Керн вернулся и выложил деньги. Леви упаковал кольцо в небольшую картонную коробку.
– Коробочку даю вам бесплатно, – сказал он, – и эту красивую голубую вату тоже. Вы меня пустите по миру!
– Пятьдесят процентов, – буркнул Керн. – Ростовщик!
Последнее слово Леви пропустил мимо ушей.

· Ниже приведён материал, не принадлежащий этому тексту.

PR #2279, opened 2020-07-28
3/tree select

abea:
Resolves https://apostrophecms.atlassian.net/browse/A30U-309, adding checkbox action to the tree component.


modules/@apostrophecms/ui/ui/apos/components/AposTreeRows.vue
```diff
@@ -36,7 +36,23 @@
         >
           <drag-icon
             v-if="draggable && index === 0" class="apos-tree__row__handle"
-            size="20"
+            :size="20"
+            :fill-color="null"
```
gregvanbrug, line 40: Does `fill-color` need to be bound if the values don't change?

abea: I think this was required because otherwise it's interpreted as a string?

PR #2280, opened 2020-07-28
Adds collapsing to the tree sections

abea:
Resolves https://apostrophecms.atlassian.net/browse/A30U-308


stuartromanek:
@abea just pushed some style changes to this branch .. creating new child lists is still finicky but we can refine

abea:
@stuartromanek Are you still good to merge this as-is?

abea:
style changes moved to separate branch: https://github.com/apostrophecms/apostrophe/pull/2284

modules/@apostrophecms/ui/ui/apos/components/AposTreeRows.vue
```diff
@@ -162,13 +164,39 @@ export default {
...
+      const branches = this.$el.querySelectorAll('[data-apos-tree-branch]');
+
+      branches.forEach(branch => {
+        // Add padding to the max-height to avoid needing a `resize`
+        // event listener updating values.
+        const height = branch.clientHeight + 20;
+        branch.setAttribute('data-apos-tree-branch', `${height}px`);
+        branch.style.maxHeight = `${height}px`;
+      });
+    });
```
gregvanbrug, line 179: Could this be simplified using a `ref`? https://vuejs.org/v2/guide/components-edge-cases.html#Accessing-Child-Component-Instances-amp-Child-Elements

Might save you from having to store the attribute in two places.

modules/@apostrophecms/ui/ui/apos/components/AposTreeRows.vue
```diff
@@ -162,13 +164,39 @@ export default {
...
+  },
   methods: {
     startDrag() {
       this.$emit('busy', true);
     },
     endDrag(event) {
       this.$emit('update', event);
     },
+    toggleSection(event) {
```
gregvanbrug, line 188: This probably also could leverage the `ref` if used.

modules/@apostrophecms/ui/ui/apos/components/AposTreeRows.vue
boutell: +1 for refs when this kind of wizardry can't be avoided.

abea: I'm not sure how that would work in this case since they are generated.

modules/@apostrophecms/ui/ui/apos/components/AposTreeRows.vue
abea: Same here. We don't know the level that the item is on, and it's all generated, so I'm not sure how that works.

abea:
From testing, it doesn't look like setting a background color will help. The overlap appearance is related to the height and overflow.

PR #2281, opened 2020-07-28
Moves AposPager

abea:
This was in the wrong position since it was merged around the same time as the Great Renaming.


abea:
There are also `moog.js` and `moog-require.js` files still in `lib/modules`. I'm less sure about what to do with those.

– Поверьте мне, – сказал он неожиданно чистосердечным тоном, – на рю де ля Пэ[41] у Картье такое кольцо стоит шестьсот франков. Его настоящая цена – триста пятьдесят. На сей раз говорю вам точно.
Керн поехал в «Верден».
– Рут! – сказал он, распахнув дверь. – Мы на подъеме! Вот, гляди! Последний из могикан вернулся домой!
Рут открыла коробочку и заглянула в нее.
– Людвиг…
– Как это сказал Штайнер? – быстро и смущенно заговорил Керн. – Бесполезные вещи! Только они согревают нас. Я решил проверить это. А теперь надень кольцо! Сегодня мы все вместе ужинаем в ресторане. Как настоящие рабочие после получки.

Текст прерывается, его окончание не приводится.